System Obrony Przed Nieuczciwością

Autor: Paweł Radecki (radeckip_at_friko.onet.pl)
Data: Mon 22 Jun 1998 - 19:37:20 MET DST


Grajewski to nie filantrop chociaż 20 Jun 1998 13:29:50 +0200,
s0490_at_goblin.pjwstk.waw.pl (Marek Oberman) napisal:

>Jestes zwiazany w jakis sposob, z Cartallem czy jak?

 Może lepiej zobacz, skąd mój list przyszedł.

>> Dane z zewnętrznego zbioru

PR #13, opened 2021-04-07
Branding Update for trento

dirkmueller:


stefanotorresi:
I was thinking about naming the CLI command `tn`, which is the official code for the province of Trento, while still naming the git module `trento`. Do you think we can do this here?

README.md
```diff
@@ -1,6 +1,6 @@
-# SUSE Console for SAP Applications v2
+# Trento
 
-A cloud-native, web application to manage OS-related tasks for SAP Applications.
+An open cloud-native, web console for managing SAP workloads on Linux.
```
stefanotorresi, line 3: this conflicts with #12, maybe we could leave these diff lines out from this PR?

dirkmueller: I have rebased this now on top of #12 after merging that one.

dirkmueller:
> I was thinking about naming the CLI command `tn`, which is the official code for the province of Trento, while still naming the Go module `trento`. Do you think we can do this here?

I'm not sure this is worth it (we don't aim for the cli command to be end user callable, it would be a container entrypoint or a systemd service or whatever else we use for launching) and "tn" already conflicts with /usr/bin/tn (telnet)

stefanotorresi:
Good points! Let's stick with `trento` then.

stefanotorresi (approved):

MalloZup (commented):
lgtm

>To firma ta bije Optimusa na leb pod wzgledem
>niezetelnosci.

 Akurat z Optimusem jeszcze nie miałem problemów, znacznie więcej było
z Escomem i Vobisem, gdzie tak mnie oszukiwali, oszukiwali,
oszukiwali, aż wreszcie ja wziąłem od nich swój sprzęt... i ich
oszukałem (BUCHUCHACHCHACHACHA!!!!!!!!!!!!!!!!!!!!).
 A ja powiem tak - im mniejsza firma... tym solidniejsza. Wbrew
pozorom, stanowczo odradzam kupna czegokolwiek w firmie która
zatrudnia... sprzedawców. Najlepsze są firmy w których sprzedaje...
sam właściciel, albo... giełda... Tylko nie każdy mam taką pod
nosem...

 A co do tych 20-30 listów - hmmm... Jak ktoś jest frajer, to trudno.
Na początku każdy jest frajer, każdy jest chociaż raz w swej karierze
komputerowca nabijany w butelkę. Problem, to jest ze sprzętem, ale
trudno mi sobie wyobrazić, co sobie myśli człowiek, który kupuje
oprogramowanie nic o nim nie wiedząc... To po co są gazety, internet,
opinie znajomych? To tak jak pójść i kupić procesor o nie znanej
nazwie, nic o nim nie wiedząc, przyjść do domu i zobaczyć... Fuck! On
ma nie 238, a 476 nóżek!!! Aaaaa!!! Co ja kupiłem!!!
 Problem tkwi w sprzęcie, gdy kupuje się sprzęt niby 133, a to nie
133, tylko 120. Jedna rada - zawsze po chamsku zaglądajcie w to, co
wam zakładają. Jak już zobaczycie, że wszystko ok, to się lepiej
odwrócić - po co męczyć ludzi patrząc im na łapy - to naprawdę musi
ich wkurzać i zrobią coś jeszcze źle, ale nigdy nie dajcie sobie
wsadzić czegoś, nie rzucając nawet jednego spojrzenia. Choć czasem
trudno. Kupowałem tego Cyrixa w Vobisie, coś się kaszani w systemie.
Zaglądam do monitora, co mi z dyskiem robi facet, a on mi przesunął
monitor - niby dla wygody własnej, bym nic nie zauważył, ja się
przesuwam... A ON MI DALEJ MONITOR ZASŁANIA, ja dalej, on przesuwa
monitor dalej - sam już nic nie widzi, ale kręci monitorem DALEJ!!!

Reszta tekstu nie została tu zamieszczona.